• _Your instructions_
Could you find each line of the data below that contains the word "terminator" and copy those lines?

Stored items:

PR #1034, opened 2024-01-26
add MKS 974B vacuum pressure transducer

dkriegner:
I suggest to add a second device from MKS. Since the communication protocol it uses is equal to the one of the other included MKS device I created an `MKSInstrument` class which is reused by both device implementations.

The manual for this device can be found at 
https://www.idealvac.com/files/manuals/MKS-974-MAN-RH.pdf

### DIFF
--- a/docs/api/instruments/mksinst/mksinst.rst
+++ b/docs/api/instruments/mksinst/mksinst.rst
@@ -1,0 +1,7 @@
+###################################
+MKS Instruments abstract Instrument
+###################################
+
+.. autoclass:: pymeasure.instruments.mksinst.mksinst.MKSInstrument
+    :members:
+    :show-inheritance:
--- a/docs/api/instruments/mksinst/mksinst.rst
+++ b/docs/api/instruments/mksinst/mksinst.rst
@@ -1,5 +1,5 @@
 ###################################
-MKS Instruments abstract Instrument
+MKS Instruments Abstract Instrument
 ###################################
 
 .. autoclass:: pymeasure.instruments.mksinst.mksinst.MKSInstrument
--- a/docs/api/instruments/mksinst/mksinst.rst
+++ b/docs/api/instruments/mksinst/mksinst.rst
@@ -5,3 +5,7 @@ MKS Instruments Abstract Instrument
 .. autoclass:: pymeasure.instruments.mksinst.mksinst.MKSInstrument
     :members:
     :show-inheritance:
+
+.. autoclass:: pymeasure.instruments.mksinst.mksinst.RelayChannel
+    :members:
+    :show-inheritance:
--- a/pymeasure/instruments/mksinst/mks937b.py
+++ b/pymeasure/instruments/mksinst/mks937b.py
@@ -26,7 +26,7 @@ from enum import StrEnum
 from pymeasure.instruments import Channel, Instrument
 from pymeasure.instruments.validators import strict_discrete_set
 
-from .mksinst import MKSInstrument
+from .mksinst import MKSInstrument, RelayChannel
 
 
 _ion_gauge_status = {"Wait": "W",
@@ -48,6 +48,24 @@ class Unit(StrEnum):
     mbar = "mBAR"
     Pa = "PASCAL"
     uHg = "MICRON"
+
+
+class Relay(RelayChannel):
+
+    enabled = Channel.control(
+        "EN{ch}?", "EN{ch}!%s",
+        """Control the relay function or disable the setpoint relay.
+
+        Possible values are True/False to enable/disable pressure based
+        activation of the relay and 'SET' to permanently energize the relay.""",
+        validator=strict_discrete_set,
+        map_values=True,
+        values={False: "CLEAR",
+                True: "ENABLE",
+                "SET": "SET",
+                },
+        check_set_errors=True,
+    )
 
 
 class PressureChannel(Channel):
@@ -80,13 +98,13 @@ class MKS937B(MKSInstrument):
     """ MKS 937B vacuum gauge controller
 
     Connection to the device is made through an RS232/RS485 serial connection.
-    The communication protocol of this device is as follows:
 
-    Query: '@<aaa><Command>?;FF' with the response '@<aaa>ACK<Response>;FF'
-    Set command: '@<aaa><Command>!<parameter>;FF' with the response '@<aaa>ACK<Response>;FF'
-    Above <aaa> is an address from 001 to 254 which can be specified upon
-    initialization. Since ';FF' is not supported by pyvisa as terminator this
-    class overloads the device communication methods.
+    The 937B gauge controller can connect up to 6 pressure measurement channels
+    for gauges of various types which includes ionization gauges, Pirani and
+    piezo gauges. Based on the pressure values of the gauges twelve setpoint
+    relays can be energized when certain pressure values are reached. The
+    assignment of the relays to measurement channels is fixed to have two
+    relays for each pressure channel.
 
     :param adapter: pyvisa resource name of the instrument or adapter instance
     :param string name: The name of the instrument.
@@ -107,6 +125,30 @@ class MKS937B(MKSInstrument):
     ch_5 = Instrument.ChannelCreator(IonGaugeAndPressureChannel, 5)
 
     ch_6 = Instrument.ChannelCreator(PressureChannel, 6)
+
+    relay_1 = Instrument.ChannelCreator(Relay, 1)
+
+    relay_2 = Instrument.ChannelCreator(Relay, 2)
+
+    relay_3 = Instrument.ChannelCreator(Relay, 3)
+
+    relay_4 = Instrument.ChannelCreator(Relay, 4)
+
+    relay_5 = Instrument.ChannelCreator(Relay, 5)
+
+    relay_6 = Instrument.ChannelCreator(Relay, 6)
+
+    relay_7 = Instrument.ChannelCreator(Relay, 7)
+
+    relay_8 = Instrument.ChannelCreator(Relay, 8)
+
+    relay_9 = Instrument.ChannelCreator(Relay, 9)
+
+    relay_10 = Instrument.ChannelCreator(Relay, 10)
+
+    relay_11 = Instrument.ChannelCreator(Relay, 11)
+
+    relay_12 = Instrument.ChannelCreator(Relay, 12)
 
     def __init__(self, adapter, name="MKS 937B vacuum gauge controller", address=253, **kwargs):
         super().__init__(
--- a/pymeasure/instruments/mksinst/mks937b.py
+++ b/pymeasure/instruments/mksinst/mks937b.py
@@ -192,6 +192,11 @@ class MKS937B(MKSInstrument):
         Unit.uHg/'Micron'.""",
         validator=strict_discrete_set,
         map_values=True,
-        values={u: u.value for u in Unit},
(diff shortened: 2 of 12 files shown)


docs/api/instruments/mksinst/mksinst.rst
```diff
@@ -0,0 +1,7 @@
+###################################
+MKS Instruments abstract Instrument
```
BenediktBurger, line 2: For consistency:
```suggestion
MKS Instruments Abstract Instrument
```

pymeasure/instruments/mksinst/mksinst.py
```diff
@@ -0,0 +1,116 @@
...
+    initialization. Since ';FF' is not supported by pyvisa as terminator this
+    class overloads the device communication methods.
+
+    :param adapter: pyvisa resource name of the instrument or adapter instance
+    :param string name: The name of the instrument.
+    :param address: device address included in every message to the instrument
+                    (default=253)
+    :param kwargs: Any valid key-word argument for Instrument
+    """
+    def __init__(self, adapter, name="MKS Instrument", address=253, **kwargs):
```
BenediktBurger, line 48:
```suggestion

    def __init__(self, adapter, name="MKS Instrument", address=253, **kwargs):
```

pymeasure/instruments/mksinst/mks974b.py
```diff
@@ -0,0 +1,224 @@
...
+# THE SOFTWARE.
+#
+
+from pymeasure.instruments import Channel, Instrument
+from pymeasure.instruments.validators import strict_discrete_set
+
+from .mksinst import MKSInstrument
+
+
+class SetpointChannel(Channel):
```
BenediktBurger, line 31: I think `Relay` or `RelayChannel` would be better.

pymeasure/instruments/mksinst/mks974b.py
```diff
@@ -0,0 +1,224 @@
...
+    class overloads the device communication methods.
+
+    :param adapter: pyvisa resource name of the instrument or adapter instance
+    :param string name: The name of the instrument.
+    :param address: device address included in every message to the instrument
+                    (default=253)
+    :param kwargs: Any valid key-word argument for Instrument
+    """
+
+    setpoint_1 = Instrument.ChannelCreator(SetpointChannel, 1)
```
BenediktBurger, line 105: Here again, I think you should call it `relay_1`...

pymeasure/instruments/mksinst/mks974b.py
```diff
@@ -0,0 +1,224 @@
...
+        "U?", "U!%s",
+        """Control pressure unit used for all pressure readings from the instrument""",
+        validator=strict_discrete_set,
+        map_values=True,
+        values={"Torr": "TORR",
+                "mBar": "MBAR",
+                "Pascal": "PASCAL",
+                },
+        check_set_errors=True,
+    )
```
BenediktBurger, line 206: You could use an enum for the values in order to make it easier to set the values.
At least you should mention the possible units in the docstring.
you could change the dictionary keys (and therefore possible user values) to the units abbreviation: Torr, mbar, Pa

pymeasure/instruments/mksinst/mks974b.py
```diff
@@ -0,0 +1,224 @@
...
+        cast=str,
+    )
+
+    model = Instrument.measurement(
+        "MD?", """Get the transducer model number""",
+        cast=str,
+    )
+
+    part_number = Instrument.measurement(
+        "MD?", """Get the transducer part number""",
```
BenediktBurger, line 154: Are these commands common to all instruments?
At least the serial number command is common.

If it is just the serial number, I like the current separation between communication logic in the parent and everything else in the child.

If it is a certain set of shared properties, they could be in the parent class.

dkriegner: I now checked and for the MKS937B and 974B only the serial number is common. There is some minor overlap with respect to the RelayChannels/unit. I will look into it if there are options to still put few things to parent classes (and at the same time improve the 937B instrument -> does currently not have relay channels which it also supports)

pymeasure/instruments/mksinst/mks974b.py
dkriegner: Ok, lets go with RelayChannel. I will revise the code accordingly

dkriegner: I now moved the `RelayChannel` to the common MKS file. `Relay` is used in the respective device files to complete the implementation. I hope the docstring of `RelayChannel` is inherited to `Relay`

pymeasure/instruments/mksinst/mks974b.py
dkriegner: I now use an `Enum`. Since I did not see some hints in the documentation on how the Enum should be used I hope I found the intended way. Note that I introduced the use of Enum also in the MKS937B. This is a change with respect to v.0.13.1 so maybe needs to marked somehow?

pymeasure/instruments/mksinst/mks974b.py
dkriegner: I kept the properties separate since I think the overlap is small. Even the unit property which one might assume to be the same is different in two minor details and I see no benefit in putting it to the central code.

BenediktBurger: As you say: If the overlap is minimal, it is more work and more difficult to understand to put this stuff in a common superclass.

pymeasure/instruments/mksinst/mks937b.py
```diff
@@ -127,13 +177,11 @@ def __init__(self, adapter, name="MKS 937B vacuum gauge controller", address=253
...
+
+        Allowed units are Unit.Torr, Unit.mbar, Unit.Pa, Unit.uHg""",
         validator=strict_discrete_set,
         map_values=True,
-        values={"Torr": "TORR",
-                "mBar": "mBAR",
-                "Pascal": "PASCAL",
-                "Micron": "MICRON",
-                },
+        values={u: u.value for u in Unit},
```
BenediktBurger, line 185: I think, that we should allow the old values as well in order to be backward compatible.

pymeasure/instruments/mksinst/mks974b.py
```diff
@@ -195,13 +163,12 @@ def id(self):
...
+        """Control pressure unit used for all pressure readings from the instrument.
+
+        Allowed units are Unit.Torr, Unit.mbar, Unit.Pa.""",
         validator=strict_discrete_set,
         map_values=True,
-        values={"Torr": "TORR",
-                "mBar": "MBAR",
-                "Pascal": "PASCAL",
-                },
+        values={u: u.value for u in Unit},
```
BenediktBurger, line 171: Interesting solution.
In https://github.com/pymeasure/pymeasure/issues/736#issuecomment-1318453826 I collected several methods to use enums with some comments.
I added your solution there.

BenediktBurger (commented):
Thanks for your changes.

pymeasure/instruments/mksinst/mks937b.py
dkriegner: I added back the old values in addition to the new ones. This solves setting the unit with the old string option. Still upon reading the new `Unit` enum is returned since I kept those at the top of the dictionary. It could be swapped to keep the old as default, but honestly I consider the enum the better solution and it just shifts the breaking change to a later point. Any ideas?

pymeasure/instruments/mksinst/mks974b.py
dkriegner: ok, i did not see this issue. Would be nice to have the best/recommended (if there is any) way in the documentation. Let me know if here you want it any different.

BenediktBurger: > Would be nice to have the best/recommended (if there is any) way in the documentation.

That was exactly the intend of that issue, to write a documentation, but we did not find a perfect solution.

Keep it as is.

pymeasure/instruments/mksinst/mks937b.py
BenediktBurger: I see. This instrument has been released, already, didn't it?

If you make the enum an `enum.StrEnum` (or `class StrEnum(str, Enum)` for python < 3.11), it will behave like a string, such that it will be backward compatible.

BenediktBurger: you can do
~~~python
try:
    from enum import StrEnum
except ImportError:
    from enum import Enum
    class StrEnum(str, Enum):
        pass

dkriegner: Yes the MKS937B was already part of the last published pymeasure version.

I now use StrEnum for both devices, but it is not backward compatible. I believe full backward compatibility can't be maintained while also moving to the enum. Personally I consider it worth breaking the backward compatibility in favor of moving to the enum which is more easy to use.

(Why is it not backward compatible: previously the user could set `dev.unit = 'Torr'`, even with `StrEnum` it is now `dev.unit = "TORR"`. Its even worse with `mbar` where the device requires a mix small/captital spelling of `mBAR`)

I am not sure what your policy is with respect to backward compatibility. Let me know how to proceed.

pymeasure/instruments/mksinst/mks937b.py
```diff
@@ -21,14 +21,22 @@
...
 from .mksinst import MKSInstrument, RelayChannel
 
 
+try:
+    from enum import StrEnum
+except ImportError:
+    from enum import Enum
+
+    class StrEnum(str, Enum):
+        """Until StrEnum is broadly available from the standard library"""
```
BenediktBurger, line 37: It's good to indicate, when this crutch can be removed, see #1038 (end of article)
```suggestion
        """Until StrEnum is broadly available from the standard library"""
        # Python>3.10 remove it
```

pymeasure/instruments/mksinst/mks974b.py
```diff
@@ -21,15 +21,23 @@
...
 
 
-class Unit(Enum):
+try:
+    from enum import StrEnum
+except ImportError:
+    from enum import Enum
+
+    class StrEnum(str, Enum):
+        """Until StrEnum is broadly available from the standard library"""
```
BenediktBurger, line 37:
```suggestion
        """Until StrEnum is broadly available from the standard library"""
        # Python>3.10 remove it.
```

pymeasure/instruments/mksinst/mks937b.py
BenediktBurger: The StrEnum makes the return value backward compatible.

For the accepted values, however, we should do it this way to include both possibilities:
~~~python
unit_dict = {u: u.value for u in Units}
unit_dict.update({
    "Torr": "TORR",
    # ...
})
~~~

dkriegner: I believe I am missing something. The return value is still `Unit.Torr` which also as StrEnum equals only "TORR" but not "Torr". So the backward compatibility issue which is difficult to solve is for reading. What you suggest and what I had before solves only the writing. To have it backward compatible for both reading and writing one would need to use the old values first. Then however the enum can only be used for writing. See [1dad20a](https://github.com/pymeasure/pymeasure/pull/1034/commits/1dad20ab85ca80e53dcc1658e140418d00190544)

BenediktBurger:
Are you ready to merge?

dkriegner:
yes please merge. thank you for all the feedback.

• _Problem solution_
-    initialization. Since ';FF' is not supported by pyvisa as terminator this
+    initialization. Since ';FF' is not supported by pyvisa as terminator this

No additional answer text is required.